I'm having big troubles with nutch 0.9 that I hadn't with 0.8. It seems
that the plugin repository initializes itself all the timem until I get
an out of memory exception. I've been seeing the code... the plugin
repository mantains a map from Configuration to plugin repositories, but
the Configuration object does not have an equals or hashCode method...
wouldn't it be nice to add such a method (comparing property values)?
Wouldn't that help prevent initializing many plugin repositories? What
could be the cause to may problem? (Aaah.. so many questions... =) )
Which job causes the problem? Perhaps, we can find out what keeps
creating a conf object over and over.
Also, I have tried what you have suggested (better caching for plugin
repository) and it really seems to make a difference. Can you try with
this patch(*) to see if it solves your problem?
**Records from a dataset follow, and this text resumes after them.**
PR #289, opened 2015-05-14
don't attempt to install mds in RHEL

alfredodeza:
And display nicely if that is the case

Reference issue: https://bugzilla.redhat.com/show_bug.cgi?id=1218962

### DIFF
--- a/ceph_deploy/mds.py
+++ b/ceph_deploy/mds.py
@@ -128,6 +128,8 @@ def mds_create(args):
 
     bootstrapped = set()
     errors = 0
+    failed_on_rhel = False
+
     for hostname, name in args.mds:
         try:
             distro = hosts.get(hostname, username=args.username)
@@ -138,6 +140,7 @@ def mds_create(args):
                 distro.release,
                 distro.codename
             )
+
             LOG.debug('remote host will use %s', distro.init)
 
             if hostname not in bootstrapped:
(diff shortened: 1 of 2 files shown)


ceph_deploy/mds.py
```diff
@@ -138,6 +138,11 @@ def mds_create(args):
                 distro.release,
                 distro.codename
             )
+            if distro.normalized_name == 'centos':
```
trhoden: This doesn't look right.  It should be ``normalized_name == 'redhat'``, but even that isn't enough.

It's not that we don't want to use MDS on RHEL, it's that we don't want to use MDS on RHEL + RHCS.  If you're using upstream packages, MDS will work just fine.

trhoden: I think this is another argument in favor of moving these things into hosts/\*/{rgw,mod,mds}.py, actually.  If it was setup that way, this could be in the ``hosts/rhel`` module, and *that* only applies to RHEL + RHCS.

alfredodeza: Ungh, it looks like I pushed this by mistake. It was `'redhat'` but I was playing around in CentOS.

The port to modularize this will need to be a separate ticket. It is not hard, but it would be too many changes for this right now.

You raise a good point though and to enforce this rule so that it applies to RHCS it will need to default to not installing it *unless* specified with `--install-mds`. If you agree with that approach I will make the changes and re-push

trhoden: I'm not sure I follow the ``isntall-mds`` logic.  What would this flag apply to, ``ceph-deploy mds create``, or ``ceph-deploy install``?

Truthfully, I feel like no matter which way we approach it, it's going to be a way that effects the default behavior for upstream/community users.  I don't think the change will be backwards compatible.  We have a an idea of how to achieve that, though, which is the modularization you mentioned.  I would suggest waiting for that?

The BZ that brought this up isn't an immediate priority that I can tell.  I think it can wait to be done right.  What are your thoughts?

docs/source/changelog.rst
```diff
@@ -11,6 +11,7 @@ Changelog
 * Use version 0.0.25 of `remoto` that fixes an issue where output would be cut
   (https://github.com/alfredodeza/remoto/issues/15).
 * Automatically prefix custom RGW daemon names with 'rgw.'
+* Refuse to install/deploy MDS in RHEL distros as it is not supported.
```
trhoden: I think this line is not quite true anymore.  It's more that we log a warning that it may not work on RHEL if using RHCS, but there is no refusal to do anything.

(*) http://www.ceng.metu.edu.tr/~e1345172/plugin_repository_cache.patch
I'm running it. So far it's working ok, and I haven't seen all those
plugin loadings...
I've modified your patch though to define CACHE like this:
private static final Map<PluginProperty, PluginRepository> CACHE =
new LinkedHashMap<PluginProperty, PluginRepository>() {
@Override
protected boolean removeEldestEntry(
Entry<PluginProperty, PluginRepository> eldest) {
return size() > 10;
}
};
...which means an LRU cache with a fixed size of 10.